Every line below between the line holding "Note that this" and the line holding "- Implements the", inclusive, should be repeated exactly, and all other lines omitted.

Extracted data entries
+++++

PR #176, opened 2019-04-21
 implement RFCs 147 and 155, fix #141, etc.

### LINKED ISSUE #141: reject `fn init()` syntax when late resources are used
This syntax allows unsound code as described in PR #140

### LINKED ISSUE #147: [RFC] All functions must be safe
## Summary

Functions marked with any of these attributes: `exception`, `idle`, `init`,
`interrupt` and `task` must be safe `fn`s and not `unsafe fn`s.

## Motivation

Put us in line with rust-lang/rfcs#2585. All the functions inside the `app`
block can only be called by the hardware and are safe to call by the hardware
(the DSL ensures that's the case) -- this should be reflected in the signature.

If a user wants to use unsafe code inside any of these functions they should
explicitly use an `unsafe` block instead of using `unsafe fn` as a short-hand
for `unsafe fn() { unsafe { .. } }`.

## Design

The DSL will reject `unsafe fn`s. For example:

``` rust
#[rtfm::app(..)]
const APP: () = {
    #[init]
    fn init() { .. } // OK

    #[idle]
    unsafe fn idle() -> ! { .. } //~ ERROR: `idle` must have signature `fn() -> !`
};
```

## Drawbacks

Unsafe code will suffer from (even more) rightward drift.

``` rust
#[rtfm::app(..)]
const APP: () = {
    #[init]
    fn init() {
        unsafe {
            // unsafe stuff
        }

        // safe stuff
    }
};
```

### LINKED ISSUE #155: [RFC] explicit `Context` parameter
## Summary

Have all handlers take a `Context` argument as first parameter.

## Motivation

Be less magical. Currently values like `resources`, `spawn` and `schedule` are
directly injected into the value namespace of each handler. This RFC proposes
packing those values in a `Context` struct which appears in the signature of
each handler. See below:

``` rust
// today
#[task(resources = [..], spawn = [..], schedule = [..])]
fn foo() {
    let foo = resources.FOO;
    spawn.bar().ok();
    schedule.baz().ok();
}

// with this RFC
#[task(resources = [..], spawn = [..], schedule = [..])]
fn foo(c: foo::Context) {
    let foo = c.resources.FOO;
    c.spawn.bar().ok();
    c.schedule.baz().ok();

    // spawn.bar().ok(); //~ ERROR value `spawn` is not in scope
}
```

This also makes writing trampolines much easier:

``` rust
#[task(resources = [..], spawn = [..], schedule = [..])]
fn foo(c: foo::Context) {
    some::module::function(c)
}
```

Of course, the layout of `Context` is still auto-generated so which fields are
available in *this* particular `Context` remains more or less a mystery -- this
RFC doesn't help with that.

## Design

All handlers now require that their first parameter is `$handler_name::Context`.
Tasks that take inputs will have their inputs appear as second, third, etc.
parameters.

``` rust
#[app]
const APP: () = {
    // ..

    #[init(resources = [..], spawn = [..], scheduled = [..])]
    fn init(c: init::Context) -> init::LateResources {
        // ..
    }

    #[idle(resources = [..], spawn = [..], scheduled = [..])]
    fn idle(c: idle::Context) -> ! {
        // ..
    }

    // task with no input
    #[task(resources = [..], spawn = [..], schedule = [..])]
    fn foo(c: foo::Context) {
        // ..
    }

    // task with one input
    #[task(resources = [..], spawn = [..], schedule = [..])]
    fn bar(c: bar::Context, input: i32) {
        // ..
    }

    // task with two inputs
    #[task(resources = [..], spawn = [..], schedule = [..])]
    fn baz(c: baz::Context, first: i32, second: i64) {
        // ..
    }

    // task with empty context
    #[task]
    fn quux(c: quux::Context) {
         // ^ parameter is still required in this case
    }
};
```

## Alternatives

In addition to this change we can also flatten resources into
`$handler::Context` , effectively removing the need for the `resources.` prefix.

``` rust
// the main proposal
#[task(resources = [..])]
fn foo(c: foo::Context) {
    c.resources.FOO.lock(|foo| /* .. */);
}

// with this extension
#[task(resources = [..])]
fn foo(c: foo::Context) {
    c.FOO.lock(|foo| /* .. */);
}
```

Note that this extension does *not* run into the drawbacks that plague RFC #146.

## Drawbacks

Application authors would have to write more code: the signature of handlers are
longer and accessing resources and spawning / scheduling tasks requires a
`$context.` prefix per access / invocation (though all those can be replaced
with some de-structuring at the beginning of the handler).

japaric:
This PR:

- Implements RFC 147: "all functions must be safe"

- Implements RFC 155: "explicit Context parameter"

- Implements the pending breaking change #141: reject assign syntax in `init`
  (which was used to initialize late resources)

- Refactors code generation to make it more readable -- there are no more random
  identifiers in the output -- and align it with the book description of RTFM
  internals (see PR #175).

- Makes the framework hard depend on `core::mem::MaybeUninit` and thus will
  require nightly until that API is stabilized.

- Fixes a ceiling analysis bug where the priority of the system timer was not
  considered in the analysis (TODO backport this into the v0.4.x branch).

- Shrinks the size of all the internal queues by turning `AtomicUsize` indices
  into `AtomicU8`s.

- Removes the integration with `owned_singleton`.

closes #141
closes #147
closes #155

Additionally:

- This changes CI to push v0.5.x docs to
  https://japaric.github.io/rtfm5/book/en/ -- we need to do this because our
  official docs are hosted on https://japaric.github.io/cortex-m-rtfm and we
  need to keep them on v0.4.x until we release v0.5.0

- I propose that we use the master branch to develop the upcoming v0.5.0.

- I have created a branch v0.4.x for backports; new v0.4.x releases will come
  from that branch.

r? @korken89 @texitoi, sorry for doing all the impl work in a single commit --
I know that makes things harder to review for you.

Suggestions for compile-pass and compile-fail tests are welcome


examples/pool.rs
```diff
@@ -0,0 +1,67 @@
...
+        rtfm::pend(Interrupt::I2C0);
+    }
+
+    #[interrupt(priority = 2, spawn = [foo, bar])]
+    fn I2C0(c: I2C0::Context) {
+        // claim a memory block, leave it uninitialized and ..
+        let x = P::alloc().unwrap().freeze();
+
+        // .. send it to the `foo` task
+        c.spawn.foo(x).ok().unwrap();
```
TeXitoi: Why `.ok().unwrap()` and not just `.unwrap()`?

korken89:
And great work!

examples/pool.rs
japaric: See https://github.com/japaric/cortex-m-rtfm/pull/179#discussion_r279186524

+++++

> _Task solution_
Note that this extension does *not* run into the drawbacks that plague RFC #146.

## Drawbacks

Application authors would have to write more code: the signature of handlers are
longer and accessing resources and spawning / scheduling tasks requires a
`$context.` prefix per access / invocation (though all those can be replaced
with some de-structuring at the beginning of the handler).

japaric:
This PR:

- Implements RFC 147: "all functions must be safe"

- Implements RFC 155: "explicit Context parameter"

- Implements the pending breaking change #141: reject assign syntax in `init`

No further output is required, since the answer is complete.